◆ **WHAT YOU HAVE TO DO**
In the entries below, find each line bearing the string "child" and copy it.

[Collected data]
*** Block opens ***

PR #2342, opened 2021-01-28
use executor cache in polkadot-parachain executor

rphmeier:
The `sc_executor` cache isn't really built for this purpose, but we can reuse it.

I'm not super familiar with the lower-level executor code but my understanding is it'll allow reuse of the Wasmtime-compiled code across runs of the program. As things were implemented before, I think we'd be re-compiling the code every time we wanted to execute a parachain block.

The changes I made here only really help the child processes. It doesn't reuse any cache for in-main-process candidate validation.

This might be high in memory as we'll have a separate cache for every one of our child processes for executing the parachain code. It would be nice to find a way to share the cache among these child processes for two reasons:
  1. Less memory
  2. Pre-populate the cache based on our assignments in approval voting or our backing group rotation

### DIFF
--- a/parachain/src/wasm_executor/mod.rs
+++ b/parachain/src/wasm_executor/mod.rs
@@ -181,7 +181,6 @@ impl Default for ExecutorCache {
 }
 
 /// Validate a candidate under the given validation code.
-/// The provided cache is only used if the isolation strategy is local.
 ///
 /// This will fail if the validation code is not a proper parachain validation module.
 pub fn validate_candidate(
--- a/parachain/src/wasm_executor/mod.rs
+++ b/parachain/src/wasm_executor/mod.rs
@@ -160,8 +160,28 @@ pub enum InternalError {
 	WasmWorker(String),
 }
 
+/// A cache of executors for different parachain Wasm instances.
+///
+/// This should be reused across candidate validation instances.
+pub struct ExecutorCache(sc_executor::WasmExecutor);
+
+impl Default for ExecutorCache {
+	fn default() -> Self {
+		ExecutorCache(sc_executor::WasmExecutor::new(
+			#[cfg(all(feature = "wasmtime", not(any(target_os = "android", target_os = "unknown"))))]
+			sc_executor::WasmExecutionMethod::Compiled,
+			#[cfg(any(not(feature = "wasmtime"), target_os = "android", target_os = "unknown"))]
+			sc_executor::WasmExecutionMethod::Interpreted,
+			// TODO: Make sure we don't use more than 1GB: https://github.com/paritytech/polkadot/issues/699
+			Some(1024),
+			HostFunctions::host_functions(),
+			8
+		))
+	}
+}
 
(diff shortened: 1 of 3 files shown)


burdges:
We could use [memmap2-rs](https://github.com/RazrFalcon/memmap2-rs) to memory map files, including executable instructions.  It's the maintained version of [memmap-rs](https://github.com/danburkert/memmap-rs) and wraps linux's [mmap](https://linux.die.net/man/2/mmap) in a windows compatible way.  

It seemingly always uses `MAP_SHARED` from mmap calls except when using `map_copy`, meaning linux shared the memory if multiple processes mmap the same file, and likely windows behaves similarly.  We only run into trouble if wasmtime further modifies compiled code before or during execution, which then requires `map_copy`.

> Pre-populate the cache based on our assignments in approval voting or our backing group rotation

We should avoid fetching code over the network based upon unannounced approval assignments, but pre-fetching for all parachains works and pre-fetching for backing groups works.  In fact, these amount to the same thing if parachains only code changes only take effect in an upcoming epoch.  I'm unsure if we need or want that constraint, since presumably SPREE modules encapsulate any parameters that require a session delay.

parachain/src/wasm_executor/mod.rs
```diff
@@ -172,7 +192,12 @@ pub fn validate_candidate(
 ) -> Result<ValidationResult, ValidationError> {
 	match isolation_strategy {
 		IsolationStrategy::InProcess => {
-			validate_candidate_internal(validation_code, &params.encode(), spawner)
+			validate_candidate_internal(
+				&ExecutorCache::default(),
```
coriolinus, line 196: If we create a new default `ExecutorCache` here, how is that different from calling `WasmExecutor::new` within `validate_candidate_internal`? AFAICT the only difference is that we're creating the struct one frame deeper in the stack.

bkchr: Did you read the description of the pr? It is about a cache for the external process and not for when being in process.

coriolinus: Yes, but missed that. Makes more sense now.

parachain/src/wasm_executor/mod.rs
```diff
@@ -160,8 +160,28 @@ pub enum InternalError {
...
+			// TODO: Make sure we don't use more than 1GB: https://github.com/paritytech/polkadot/issues/699
+			Some(1024),
+			HostFunctions::host_functions(),
+			8
+		))
+	}
+}
 
 /// Validate a candidate under the given validation code.
+/// The provided cache is only used if the isolation strategy is local.
```
pepyakin, line 184: But the caller cannot provide the cache here, isn't it?

bkchr, line 184:
```suggestion
```

bkchr (approved):
As said in element, for now it should be okay, but we clearly need to improve this.

rphmeier:
bot merge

*** Block closes ***

◆ **EXERCISE ANSWER**
The changes I made here only really help the child processes. It doesn't reuse any cache for in-main-process candidate validation.
This might be high in memory as we'll have a separate cache for every one of our child processes for executing the parachain code. It would be nice to find a way to share the cache among these child processes for two reasons:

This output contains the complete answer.